Senate OKs class-action lawsuit limits


WASHINGTON - Congress took its first big step yesterday to implement President Bush's plan to overhaul the nation's legal system, approving a measure long sought by business to impose new restrictions on class-action lawsuits.

Republicans hailed the lopsided vote - the bill was passed 72-26 - as an important legislative victory in their campaign against what they call "lawsuit abuse."

The legislation has strong support in the House of Representatives, which is expected to pass it next week.

"The class-action bill is a strong step forward in our efforts to reform the litigation system and keep America the best place in the world to do business," Bush said in a statement after the vote. "I applaud the strong bipartisan majority in the Senate for passing this bill, and I call on the House to act promptly so that I can sign it into law."

Republican leaders said they hoped that approval of the bill - the president's first legislative victory of his second term - would build momentum for subsequent measures on the GOP agenda, including new curbs on bankruptcy, asbestos litigation and medical malpractice.

"It's obviously a big victory, because it was our No. 1 legislative priority," said Stanton Anderson, chief legal officer for the U.S. Chamber of Commerce.

Class-action suits allow plaintiffs with claims against the same defendant to combine their cases into one lawsuit. Under the legislation passed yesterday, large multistate lawsuits - such as the state governments' lawsuit against tobacco companies, which ended in a $246 billion settlement - would be moved from state to federal court, where judges tend to be more favorable to business and less likely to approve large damage awards.

Class-action lawsuits could be heard in state court only if the damages sought were less than $5 million and more than two-thirds of the plaintiffs were from the same state.
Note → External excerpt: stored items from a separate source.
Issue #7889, opened 2026-08-23
Bluetooth remains pairable after the Omarchy panel is closed


bosse4:
## System details

- Hardware: Lenovo ThinkPad L480
- Omarchy: 4.0.0-1
- Kernel: 7.1.8-arch1-3
- BlueZ: 5.87-2

## What's wrong?

With Bluetooth powered on and the Omarchy Bluetooth panel closed, the adapter remains pairable indefinitely:

```console
$ bluetoothctl show | grep -E 'Powered|Discoverable|Pairable|Discovering'
Powered: yes
Discoverable: no
Pairable: yes
Discovering: no
```

`PairableTimeout` uses the BlueZ default of `0`, so pairable mode does not expire. The default pairing agent runs for the entire graphical session:

```console
$ systemctl --user status bt-agent.service
/usr/bin/bt-agent -c NoInputNoOutput
```

## Expected behavior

Proponents said the bill was necessary to curb abuses of the system, including "forum shopping," in which lawyers file large lawsuits in obscure local courts believed to be favorable to plaintiffs, and settlements that grant huge fees to lawyers and little to claimants.

"All citizens should have the right to band together and settle grievances with bigger companies," said Sen. Tom Carper, a Delaware Democrat, who voted for the bill. "But that system is broken and it needs fixing. There are too many instances where consumers are getting very little or nothing from their settlements, while companies are not being forced to change the way they do business."

The bill divided Democrats, with 18 of the chamber's 44 Democrats favoring it and 26 opposing it. Maryland Sens. Paul S. Sarbanes and Barbara A. Mikulski voted against the legislation. California's two senators were divided, with Sen. Dianne Feinstein voting for the measure and Sen. Barbara Boxer voting against it.

The Senate's sole independent, James M. Jeffords of Vermont, voted in favor of the bill, as did 53 Republicans. Two Republicans did not vote.

Senate Democratic leader Harry Reid of Nevada was one of the staunchest opponents, labeling the measure "one of the most unfair, anti-consumer pieces of legislation to come before the Senate in a long time.

"It slams the courthouse doors on a wide range of injured plaintiffs," he said before the vote. "It turns federalism upside down by preventing state courts from hearing state law claims, and it limits responsibility at a time of rampant corporate scandals. Instead of turning up the heat on corporate shenanigans, this bill lets corporate wrongdoers off the hook."

Republican strategists say one aim of the bill is to curb the influence of trial lawyers, who are important financial backers of many Democrats.

"Every American's legal rights are diminished by this anti-consumer legislation, which establishes greater procedural hurdles for consumers, workers, homeowners and shareholders," Todd Smith, president of the Association of Trial Lawyers of America, said in a statement after the vote.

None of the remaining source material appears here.